Schedule 19
Marine and Coastal Access Bill [Lords]
1:45 pm

Richard Benyon (Shadow Minister, Environment, Food & Rural Affairs; Newbury, Conservative)
I beg to move amendment 48, in schedule 19, page 305, leave out lines 33 to 35.
We are making great progress but this is a really important issue. I hope to get reassurance from the Minister and for her to understand what we are trying to achieve. The amendment is designed to firm up the objection process in schedule 19 to ensure that the Secretary of State cannot overturn a recommendation of the independent appeal body except in very limited circumstances. Proposed new paragraph 16(3)(a), which we seek to remove, states that the Secretary of State is bound to adhere to the recommendation of the independent appeal body on an objection unless that recommendation involves
an assessment of the significance
of a coastal access matter to someone with an interest in the land. That means that the Secretary of State can overturn the decision of the independent appeal body if the significance of the coastal access rights has been assessed. I would be interested to learn when such rights would not be assessed with regard to an objection. How could the appointed body make a recommendation about fair balance without considering the impact of the proposals on the landholder and the public? Indeed, the appeal body would be failing in its duty if it were not to consider the significance of matters to users and owners. It would, therefore, appear that sub-paragraph (3)(a) introduced as an amendment on Third Reading in another placeprovides a loophole, giving the Secretary of State the ability to overturn any decision made by the independent appeal body. I reiterate that we were glad to see the addition of the independent appeal process in another place. However, we are concerned that this sub-paragraph serves to dilute the authority of the independent bodys decisions.

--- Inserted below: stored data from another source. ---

PR #621, opened 2026-07-25
chore(release): 3.35.0

openwong2kim:
Version bump, CHANGELOG promotion, regenerated API reference. Four files, the same shape as every previous release commit.

## What ships in 3.35.0

Everything under `[Unreleased]`, which is the phone-access line from #616 plus the security work that landed alongside it:

- **Reach your agents from a phone.** Hooks arrive at the always-on daemon rather than the desktop, so an agent signal survives closing the window. An `AskUserQuestion` prompt becomes a request any paired surface can answer — allowed on a read-only server, because answering one daemon-raised request is strictly narrower than `--allow-input`.
- **Per-device credentials.** Pairing hands each phone its own revocable credential instead of the server-wide token; revoking one cuts its live streams immediately and fails closed. `wmux web --new-token` revokes every paired device, which it had stopped doing once credentials became per-device.
- **`wmux web --tailscale`** sets up tailnet HTTPS in one command, and `--status` now prints the address a phone can actually use rather than the loopback bind.
- **A full CSP** on the served page, with hashes computed from the exact bytes the daemon serves.
- **Groundwork for push:** a relay that cannot read what it forwards, and an envelope sealed to a key that never leaves the phone.

The iOS app itself is not in this release; the contract it implements is documented in `docs/phone-client-contract.md`.

## Verification

`main` is green at 84e751d5 (Baseline on all three platforms, Perf, CI). The API reference regenerates byte-identical apart from the version line the drift guard checks.

## Summary by CodeRabbit

* **Documentation**
  * Updated the API reference to reflect version 3.35.0 sources.
* **Release**
  * Published version 3.35.0.
  * Added the v3.35.0 release entry to the changelog.

### DIFF
--- a/CHANGELOG.md
+++ b/CHANGELOG.md
@@ -7,6 +7,8 @@ and this project adheres to [Semantic Versioning](https://semver.org/spec/v2.0.0
 
 ## [Unreleased]
 
+## [3.35.0] — 2026-07-25
+
 ### Security
 
 - **The `wmux web` page now ships a full Content-Security-Policy (#608).** The page previously carried only frame protection. It now declares a strict policy — every inline script is allowed by its exact hash (no `'unsafe-inline'`), and `connect-src 'self'` means that even if a rendering bug ever reintroduced an XSS, the injected script could execute but could not send the access token anywhere. The hashes are computed by the daemon from the exact page bytes it serves, so the policy can never drift out of sync with a build. Purely defense-in-depth: there is no known XSS today, and nothing changes for a working session.
--- a/docs/api/reference.md
+++ b/docs/api/reference.md
@@ -7,7 +7,7 @@
 
 # wmux API Reference (generated)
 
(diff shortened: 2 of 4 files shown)


openwong2kim:
[wmux-hermes]

This PR cuts the **3.35.0 release** — a version bump plus its supporting bookkeeping, no source logic changes. `package.json` and `package-lock.json` move from `3.34.0` to `3.35.0`, `CHANGELOG.md` promotes the existing `[Unreleased]` block into a dated `[3.35.0] — 2026-07-25` entry, and `docs/api/reference.md` is regenerated by `scripts/gen-api-reference.mjs` so the "Generated from wmux v3.35.0 sources" header matches the new version. The shipped scope of 3.35.0 is the phone-access line (per-device credentials, `wmux web --tailscale`, durable attention events) together with the security work (full CSP, CDP audit) that landed on `main` since 3.34.0; the iOS app itself is not in this release. Four files, identical in shape to every prior release commit.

When the appeal process was debated in another place and with industry bodies, it was repeatedly asserted that any objection or appeal process must meet the terms of article 6 of the European Convention on Human Rights and, in particular, provide an independent appeal process that had some validity and would not be overturned by the Secretary of State. If the Secretary of State is able to overturn almost any decision, it makes a mockery of the so-called independent appeal process. That is not what was intended by the noble Lords in another place, or the industry bodies that were extensively consulted. Paragraph 16(3) of schedule 19 specifies the circumstances in which the Secretary of State might reasonably go against the recommendation of the independent appeals body and includes the ability to overturn recommendations that are perverse or irrational or for which there is insufficient evidence. We have no problem with the Secretary of State exercising his powers in such circumstances. However, through amendment 48, we seek to remove sub-paragraph (3)(a), which effectively gives him the power to overturn any decision. It completely undermines the whole objection appeals process. Indeed, peers, in the other place, have expressed their concerns about whether the provision even complies with the European convention on human rights. In order to ensure that the objection process is enacted as originally intended, we seek the removal of this provision.